-------- DATA TO USE

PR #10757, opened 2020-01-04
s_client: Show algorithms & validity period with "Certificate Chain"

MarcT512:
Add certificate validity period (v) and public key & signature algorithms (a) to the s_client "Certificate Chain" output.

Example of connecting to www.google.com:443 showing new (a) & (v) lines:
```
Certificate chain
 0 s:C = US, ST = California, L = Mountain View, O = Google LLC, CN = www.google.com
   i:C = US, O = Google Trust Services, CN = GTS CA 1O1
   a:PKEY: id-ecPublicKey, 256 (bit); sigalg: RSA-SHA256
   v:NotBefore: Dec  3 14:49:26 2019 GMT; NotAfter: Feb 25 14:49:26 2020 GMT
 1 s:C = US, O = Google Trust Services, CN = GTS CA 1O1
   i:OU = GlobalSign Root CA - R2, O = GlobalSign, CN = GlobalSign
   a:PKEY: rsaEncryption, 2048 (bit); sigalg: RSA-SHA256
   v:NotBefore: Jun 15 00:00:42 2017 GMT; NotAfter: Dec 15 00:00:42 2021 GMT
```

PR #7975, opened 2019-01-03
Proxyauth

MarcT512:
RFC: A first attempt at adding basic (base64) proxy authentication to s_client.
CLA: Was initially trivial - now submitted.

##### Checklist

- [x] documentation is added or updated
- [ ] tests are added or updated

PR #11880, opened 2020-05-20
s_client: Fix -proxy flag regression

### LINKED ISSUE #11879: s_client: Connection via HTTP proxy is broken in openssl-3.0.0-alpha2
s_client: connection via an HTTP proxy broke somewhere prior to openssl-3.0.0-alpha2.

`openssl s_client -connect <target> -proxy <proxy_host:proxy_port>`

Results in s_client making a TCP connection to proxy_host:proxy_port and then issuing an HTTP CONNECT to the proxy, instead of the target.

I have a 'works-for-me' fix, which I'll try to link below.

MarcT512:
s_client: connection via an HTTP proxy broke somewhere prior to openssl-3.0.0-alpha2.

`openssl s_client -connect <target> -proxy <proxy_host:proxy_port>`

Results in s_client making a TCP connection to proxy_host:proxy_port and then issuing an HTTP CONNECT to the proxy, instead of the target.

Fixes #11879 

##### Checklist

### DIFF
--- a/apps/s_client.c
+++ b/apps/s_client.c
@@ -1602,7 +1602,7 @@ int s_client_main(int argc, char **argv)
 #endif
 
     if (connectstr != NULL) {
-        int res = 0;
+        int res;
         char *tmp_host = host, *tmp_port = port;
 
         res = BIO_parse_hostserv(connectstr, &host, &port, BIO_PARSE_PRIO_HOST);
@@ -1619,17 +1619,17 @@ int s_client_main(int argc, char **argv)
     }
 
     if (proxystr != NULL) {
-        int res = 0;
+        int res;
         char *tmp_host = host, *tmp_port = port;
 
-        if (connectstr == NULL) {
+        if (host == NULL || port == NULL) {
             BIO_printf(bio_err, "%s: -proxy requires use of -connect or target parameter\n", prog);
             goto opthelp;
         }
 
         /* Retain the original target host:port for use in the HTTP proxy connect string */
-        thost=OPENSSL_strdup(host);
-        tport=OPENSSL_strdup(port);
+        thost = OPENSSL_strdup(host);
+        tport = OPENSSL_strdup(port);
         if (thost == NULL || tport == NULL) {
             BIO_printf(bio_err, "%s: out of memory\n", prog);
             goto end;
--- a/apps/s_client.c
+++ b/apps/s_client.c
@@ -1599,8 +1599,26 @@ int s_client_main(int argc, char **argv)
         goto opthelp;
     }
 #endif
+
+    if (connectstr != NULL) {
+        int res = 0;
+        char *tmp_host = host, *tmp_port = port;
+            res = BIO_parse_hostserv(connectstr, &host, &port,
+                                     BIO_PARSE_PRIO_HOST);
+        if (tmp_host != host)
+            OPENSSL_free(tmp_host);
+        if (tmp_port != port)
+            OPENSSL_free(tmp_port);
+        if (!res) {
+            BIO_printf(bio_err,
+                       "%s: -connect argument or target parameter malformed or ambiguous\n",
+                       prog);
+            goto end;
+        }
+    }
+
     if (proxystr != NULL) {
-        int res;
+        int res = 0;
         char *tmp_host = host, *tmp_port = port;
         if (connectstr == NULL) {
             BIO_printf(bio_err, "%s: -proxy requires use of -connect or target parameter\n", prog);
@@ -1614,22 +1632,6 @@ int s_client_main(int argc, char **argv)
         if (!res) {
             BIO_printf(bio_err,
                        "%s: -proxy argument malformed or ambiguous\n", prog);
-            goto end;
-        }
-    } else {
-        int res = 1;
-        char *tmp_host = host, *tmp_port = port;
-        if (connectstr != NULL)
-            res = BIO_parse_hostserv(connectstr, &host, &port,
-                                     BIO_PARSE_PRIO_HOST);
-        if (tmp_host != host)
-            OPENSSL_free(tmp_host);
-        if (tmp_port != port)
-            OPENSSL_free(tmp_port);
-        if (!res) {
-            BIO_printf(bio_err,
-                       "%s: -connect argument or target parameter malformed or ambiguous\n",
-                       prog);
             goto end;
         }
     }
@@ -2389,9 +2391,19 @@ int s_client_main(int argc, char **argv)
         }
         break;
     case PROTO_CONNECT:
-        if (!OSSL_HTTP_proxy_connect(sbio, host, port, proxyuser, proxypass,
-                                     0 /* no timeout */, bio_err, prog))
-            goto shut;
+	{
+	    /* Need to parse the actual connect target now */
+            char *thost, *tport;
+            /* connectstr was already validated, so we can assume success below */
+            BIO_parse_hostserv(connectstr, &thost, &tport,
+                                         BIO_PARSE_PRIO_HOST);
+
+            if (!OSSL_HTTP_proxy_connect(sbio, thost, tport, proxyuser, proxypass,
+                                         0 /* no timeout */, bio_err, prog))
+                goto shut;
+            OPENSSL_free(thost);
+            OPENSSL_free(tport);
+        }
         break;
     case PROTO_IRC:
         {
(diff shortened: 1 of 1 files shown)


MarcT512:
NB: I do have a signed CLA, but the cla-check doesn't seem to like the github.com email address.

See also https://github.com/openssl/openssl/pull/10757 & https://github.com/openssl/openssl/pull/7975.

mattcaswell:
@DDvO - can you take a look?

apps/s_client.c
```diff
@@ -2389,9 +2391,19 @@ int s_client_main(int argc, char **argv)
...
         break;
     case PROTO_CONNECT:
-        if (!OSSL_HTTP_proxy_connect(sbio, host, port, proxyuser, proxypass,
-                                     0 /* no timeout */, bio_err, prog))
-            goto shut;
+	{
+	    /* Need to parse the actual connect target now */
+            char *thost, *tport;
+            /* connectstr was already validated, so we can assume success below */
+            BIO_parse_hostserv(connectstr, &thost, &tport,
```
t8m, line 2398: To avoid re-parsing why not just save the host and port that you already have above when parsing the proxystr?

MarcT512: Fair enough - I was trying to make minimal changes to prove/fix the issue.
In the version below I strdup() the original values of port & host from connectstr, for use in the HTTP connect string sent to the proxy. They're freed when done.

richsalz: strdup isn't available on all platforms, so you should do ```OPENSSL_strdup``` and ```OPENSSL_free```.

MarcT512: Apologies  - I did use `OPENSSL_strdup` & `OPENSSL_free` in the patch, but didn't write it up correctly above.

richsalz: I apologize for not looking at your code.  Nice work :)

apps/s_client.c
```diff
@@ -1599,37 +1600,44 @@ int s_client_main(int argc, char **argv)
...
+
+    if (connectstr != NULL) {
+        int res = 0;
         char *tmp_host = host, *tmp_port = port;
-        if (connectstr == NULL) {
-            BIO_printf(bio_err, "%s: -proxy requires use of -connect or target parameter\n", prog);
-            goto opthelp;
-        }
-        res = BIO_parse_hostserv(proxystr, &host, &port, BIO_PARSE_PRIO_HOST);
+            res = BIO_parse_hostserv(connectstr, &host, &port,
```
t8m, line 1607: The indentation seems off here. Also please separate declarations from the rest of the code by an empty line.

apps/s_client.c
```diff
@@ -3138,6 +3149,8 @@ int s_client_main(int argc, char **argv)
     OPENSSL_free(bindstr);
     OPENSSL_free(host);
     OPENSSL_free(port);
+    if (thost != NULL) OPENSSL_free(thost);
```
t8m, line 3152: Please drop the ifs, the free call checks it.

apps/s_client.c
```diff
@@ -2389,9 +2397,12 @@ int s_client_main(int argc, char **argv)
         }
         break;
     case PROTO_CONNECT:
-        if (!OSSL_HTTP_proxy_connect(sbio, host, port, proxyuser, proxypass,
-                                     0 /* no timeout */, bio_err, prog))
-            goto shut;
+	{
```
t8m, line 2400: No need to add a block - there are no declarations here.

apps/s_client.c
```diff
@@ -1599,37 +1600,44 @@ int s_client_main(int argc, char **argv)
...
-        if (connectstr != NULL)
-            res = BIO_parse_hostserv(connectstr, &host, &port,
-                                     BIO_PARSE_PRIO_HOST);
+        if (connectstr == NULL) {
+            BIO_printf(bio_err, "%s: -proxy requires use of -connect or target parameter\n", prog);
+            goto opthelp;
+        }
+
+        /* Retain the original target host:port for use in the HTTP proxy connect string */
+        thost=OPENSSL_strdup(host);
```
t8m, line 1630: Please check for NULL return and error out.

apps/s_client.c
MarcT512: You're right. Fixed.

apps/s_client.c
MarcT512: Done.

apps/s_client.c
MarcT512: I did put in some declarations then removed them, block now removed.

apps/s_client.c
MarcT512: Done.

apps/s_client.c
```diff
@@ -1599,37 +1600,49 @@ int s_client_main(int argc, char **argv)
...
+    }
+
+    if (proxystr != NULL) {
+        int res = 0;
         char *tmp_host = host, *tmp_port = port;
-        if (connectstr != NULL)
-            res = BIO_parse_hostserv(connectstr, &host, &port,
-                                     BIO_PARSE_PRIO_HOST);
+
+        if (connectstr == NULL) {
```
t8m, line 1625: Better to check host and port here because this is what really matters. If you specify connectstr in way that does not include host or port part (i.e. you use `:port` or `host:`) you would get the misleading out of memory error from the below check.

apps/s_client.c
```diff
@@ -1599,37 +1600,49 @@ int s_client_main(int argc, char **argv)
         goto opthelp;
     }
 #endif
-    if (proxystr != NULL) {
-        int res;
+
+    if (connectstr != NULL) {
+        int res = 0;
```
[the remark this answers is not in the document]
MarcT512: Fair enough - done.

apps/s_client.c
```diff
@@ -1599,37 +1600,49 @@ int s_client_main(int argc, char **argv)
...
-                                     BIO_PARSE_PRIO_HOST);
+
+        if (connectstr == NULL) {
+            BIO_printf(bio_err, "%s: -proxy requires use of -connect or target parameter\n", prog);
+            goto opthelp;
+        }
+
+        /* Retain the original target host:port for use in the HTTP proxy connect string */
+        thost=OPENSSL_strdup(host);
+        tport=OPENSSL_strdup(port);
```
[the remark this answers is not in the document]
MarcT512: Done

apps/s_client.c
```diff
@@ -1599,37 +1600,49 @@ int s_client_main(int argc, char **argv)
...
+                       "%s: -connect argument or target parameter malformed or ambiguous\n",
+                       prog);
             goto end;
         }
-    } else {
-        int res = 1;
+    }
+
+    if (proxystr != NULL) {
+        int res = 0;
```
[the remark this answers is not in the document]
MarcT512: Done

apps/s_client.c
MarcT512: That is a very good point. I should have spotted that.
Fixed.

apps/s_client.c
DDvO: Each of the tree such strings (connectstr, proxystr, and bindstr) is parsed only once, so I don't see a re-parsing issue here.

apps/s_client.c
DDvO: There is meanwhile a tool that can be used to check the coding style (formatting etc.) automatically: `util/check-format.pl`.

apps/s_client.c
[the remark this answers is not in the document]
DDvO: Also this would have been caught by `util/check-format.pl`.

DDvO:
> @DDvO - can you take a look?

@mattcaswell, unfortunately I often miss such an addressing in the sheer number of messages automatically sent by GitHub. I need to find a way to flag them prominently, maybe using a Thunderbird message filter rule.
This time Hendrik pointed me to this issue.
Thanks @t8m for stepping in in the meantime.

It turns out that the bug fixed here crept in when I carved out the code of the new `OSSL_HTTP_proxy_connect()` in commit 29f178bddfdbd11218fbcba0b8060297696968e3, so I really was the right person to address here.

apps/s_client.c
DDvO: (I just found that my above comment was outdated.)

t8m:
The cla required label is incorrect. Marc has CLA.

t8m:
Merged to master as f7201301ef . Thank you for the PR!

----------------

#### [EXERCISE REQUIREMENTS]
Which lines above include the word "parsing"? Return each one.

#### [SOLUTION BELOW]
t8m, line 2398: To avoid re-parsing why not just save the host and port that you already have above when parsing the proxystr?
DDvO: Each of the tree such strings (connectstr, proxystr, and bindstr) is parsed only once, so I don't see a re-parsing issue here.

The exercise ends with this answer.